I'm new here, not sure of this was already posted, but here is a cool doc on BKB that covers the career of legendary black bare knuckle boxer, Bill Richmond; his nemesis, Tom Cribb; and Richmond's protege, Tom Molineaux.  It's interesting to see how socially progressive boxing was.

If you haven't seen it, check it out, they talk about throws & how serious damaged hands could be for an up & coming fighter.  The pre-Queensbury rules remind me of Western San Shao without kicks.


----------



## jks9199 (Nov 30, 2009)

Thanks for the info!


----------



## lklawson (Dec 1, 2009)

> I'm new here, not sure of this was already posted


Welcome.  Haven't seen it posted before.



> but here is a cool doc on BKB that covers the career of legendary black bare knuckle boxer, Bill Richmond; his nemesis, Tom Cribb; and Richmond's protege, Tom Molineaux.


Cool.



> It's interesting to see how socially progressive boxing was.


Boxing wasn't any more socially progressive than any other sport. At the time of Richmond, it wasn't particularly notable. There were several black boxers, black wrestlers, etc (Owen Swift's "Hand-book to Boxing" lists several in the records section). Society in general was more "color blind" at that time then we give it credit for. Heck, the first slave owner in the South is reported to have been a black man. The real "social issues" came AFTER the Civil War, when there was a huge social push-back. This is when it became hard to cross the "color barrier."

By the early 20th Century it was just as difficult for blacks in Boxing as most anywhere else, maybe a tiny SMIDGEN less, but not much.

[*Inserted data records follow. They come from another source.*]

PR #7364, opened 2025-01-22
Introduce configuration based feature status flag support

NipuniBhagya:
### Purpose
This PR introduces the capability add and remove feature flag with central point of governance which is the `deployment.config.json`.

### Related Issues
- https://github.com/wso2/product-is/issues/22311

### Related PRs

- N/A

### Checklist

### Security checks

### DIFF
--- a/features/admin.feature-gate.v1/components/feature-flag-label.tsx
+++ b/features/admin.feature-gate.v1/components/feature-flag-label.tsx
@@ -31,24 +31,28 @@ interface FeatureFlagLabelPropsInterface {
     featureConfig?: FeatureAccessConfigInterface;
     featureName?: string;
     featureFlags?: FeatureFlagsInterface[];
-    type: "chip" | "ribbon";
+    type?: "chip" | "ribbon";
 }
 
 /**
  * Feature flag label component.
  *
- * @param props - Props injected to the component.
- * @returns React.ReactElement
+ * @param featureFlags   - Feature flags array.
+ * @param featureKey     - Feature key to look up.
+ * @param featureConfig  - Feature config object.
+ * @param featureName    - Name (key) in the feature config object.
+ * @param type           - Display type (chip/ribbon).
+ *
+ * @returns ReactElement
  */
 const FeatureFlagLabel: FunctionComponent<FeatureFlagLabelPropsInterface> = (
-    props: FeatureFlagLabelPropsInterface): ReactElement => {
-
-    const {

O'Brien, in his 1928 manual, bragged about how he was so accepting of blacks, perfectly willing to box them and how he didn't accept the segregation of boxers despite, by his own admission, being promoted as one of the "Great White Hope" boxers. Nevertheless, he publicly stated after one of his matches that he "wouldn't cross the Collored line" (that is, would refuse to box a black man) specifically referring to Jack Johnson.

Johnson himself had a law specifically massaged to be used against him for having the audacity to marry a White woman and, ims, has *STILL *never been Pardoned officially for the act despite petitions to every President for I don't know how long (including President Obama).



> If you haven't seen it, check it out, they talk about throws



Banned from Boxing! The forgotten grappling techniques of historic Pugilism




> & how serious damaged hands could be for an up & coming fighter. The pre-Queensbury rules remind me of Western San Shao without kicks.



Pre-MoQ boxers used various techniques to toughen their hands including striking implements similar to makiwara, deliberate alignment of knuckles (Article: Won't You Break Your Hand?), and even Jow-like preparations ("Ruby Bob" Robert Fitzsimmons details his favorite recipe in a special section of the Police Gazette's "Boxing").

Peace favor your sword,
Kirk


----------



## hugojkd (Dec 1, 2009)

lklawson said:


> Boxing wasn't any more socially progressive than any other sport. At the time of Richmond, it wasn't particularly notable. There were several black boxers, black wrestlers, etc (Owen Swift's "Hand-book to Boxing" lists several in the records section). Society in general was more "color blind" at that time then we give it credit for. Heck, the first slave owner in the South is reported to have been a black man. The real "social issues" came AFTER the Civil War, when there was a huge social push-back. This is when it became hard to cross the "color barrier."
> 
> By the early 20th Century it was just as difficult for blacks in Boxing as most anywhere else, maybe a tiny SMIDGEN less, but not much.
> 
> ...



Never knew that blacks were accepted in other sports before the civil war.

Thank you for posting hear & clearing that up, I appreciate your work & everything you do for the BKB community.

Hugo


----------